WHAT IS NEEDED
Copy each line below holding "private".

DATASET EXCERPTS

PR #233, opened 2017-09-22
Starfixes

Sigma88:
some fixes for stars in the RnD

### DIFF
--- a/Kopernicus/Kopernicus/Configuration/PropertiesLoader.cs
+++ b/Kopernicus/Kopernicus/Configuration/PropertiesLoader.cs
@@ -40,7 +40,7 @@ namespace Kopernicus
 
             // Body description
             [ParserTarget("description")]
-            public String description 
+            public String description
             {
                 get { return celestialBody.bodyDescription; }
                 set { celestialBody.bodyDescription = value; }
@@ -48,20 +48,20 @@ namespace Kopernicus
 
             // Radius
             [ParserTarget("radius")]
-            public NumericParser<Double> radius 
+            public NumericParser<Double> radius
             {
                 get { return celestialBody.Radius; }
                 set { celestialBody.Radius = value; }
             }
-            
+
             // GeeASL
             [ParserTarget("geeASL")]
-            public NumericParser<Double> geeASL 
+            public NumericParser<Double> geeASL
             {
                 get { return celestialBody.GeeASL; }
                 set { celestialBody.GeeASL = value; }
             }
-            
+
             // Mass
             [ParserTarget("mass")]
             public NumericParser<Double> mass
@@ -79,7 +79,7 @@ namespace Kopernicus
                 set { celestialBody.gMagnitudeAtCenter = celestialBody.gravParameter = value; hasGravParam = true; }
             }
             private Boolean hasGravParam = false;
-            
+
             // Does the body rotate?
             [ParserTarget("rotates")]
             public NumericParser<Boolean> rotates
@@ -87,7 +87,7 @@ namespace Kopernicus
                 get { return celestialBody.rotates; }
                 set { celestialBody.rotates = value; }
             }
-            
+
             // Rotation period of the world
             [ParserTarget("rotationPeriod")]
             public NumericParser<Double> rotationPeriod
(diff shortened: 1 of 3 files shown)


Sigma88:
this could be considered a bug fix, but I will let you merge it @StollD because I added something that might be considered a new feature:

killing star rotation in the RnD

if you want we could add a parameter like ```Properties/RDRotation``` (true by default for all bodies except for stars) so that the list of planets for which the rotation is killed can be edited by the user

Kopernicus/Kopernicus/RuntimeUtility/RnDFixer.cs
```diff
@@ -40,6 +40,18 @@ namespace Kopernicus
     /// </summary>
     public class RnDFixer : MonoBehaviour
     {
+        List<RDPlanetListItemContainer> stars = new List<RDPlanetListItemContainer>();
```
StollD: Please add an explicit `private` and move the initialization to `Start()`

Kopernicus/Kopernicus/RuntimeUtility/RnDFixer.cs
```diff
@@ -40,6 +40,18 @@ namespace Kopernicus
...
+
+        void LateUpdate()
+        {
+            // Block the orientation of all stars
+            for (int i = 0; i < stars?.Count(); i++)
```
StollD: `stars` is never null so you can remove the `?` (I am suprised that this compiles, since you are comparing an int to null)

Kopernicus/Kopernicus/RuntimeUtility/RnDFixer.cs
```diff
@@ -40,6 +40,18 @@ namespace Kopernicus
...
+            {
+                RDPlanetListItemContainer star = stars.ElementAt(i);
```
StollD: `stars[i]` - No need to use Linq and waste memory.

Kopernicus/Kopernicus/RuntimeUtility/StarLightSwitcher.cs
```diff
@@ -50,8 +50,8 @@ static StarComponent()
         void Start()
         {
             // Find the celestial body we are attached to
-            celestialBody = PSystemManager.Instance.localBodies.First(body => body.scaledBody == gameObject);
-            Logger.Default.Log("StarLightSwitcher.Start() => " + celestialBody.bodyName);
+            celestialBody = PSystemManager.Instance.localBodies.FirstOrDefault(body => body.scaledBody == gameObject);
```
StollD: While I agree that this shouldn't throw the message it currently throws, it should throw something. Maybe something like this

```csharp
if (celestialBody == null)
    throw new InvalidOperationException("The StarComponent isn't attached to the ScaledSpace object of a body.");
```

Kopernicus/Kopernicus/RuntimeUtility/RnDFixer.cs
Sigma88: an int cannot be lower than a null so it returns false

I had an issue once where a null list was breaking my code, since then I've always used ```?``` to make sure that even if I have a null the .Count() method doesn't trigger a nullref

is there a downside to using the ```?``` ?

StollD: It is extra code that gets executed every frame and that isn't neccessary.

Kopernicus/Kopernicus/RuntimeUtility/StarLightSwitcher.cs
Sigma88: the problem is that in the RnD all stars have a StarComponent

I don't think they should thrown an error everytime you enter the RnD

StollD: Ok, then leave it that way

Sigma88:
ok, I think I've addressed everything

you are still using .ElementAt in the RnDFixer.cs 
do you want me to change that as well?

Kopernicus/Kopernicus/Configuration/PropertiesLoader.cs
```diff
@@ -264,8 +264,21 @@ public NumericParser<Boolean> selectable
                 set { if (!value.value) celestialBody.Set("notSelectable", true); }
             }
 
-            // If the body should be hidden in RnD
+            // If the body should be hidden in RD
             [ParserTarget("RDVisibility")]
+            public EnumParser<RDVisibility> hiddenRD
```
StollD: You can just add two ParserTargets to one property ;)

StollD:
Yes, that would be cool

RESPONSE TO THIS TASK
             private Boolean hasGravParam = false;
StollD: Please add an explicit `private` and move the initialization to `Start()`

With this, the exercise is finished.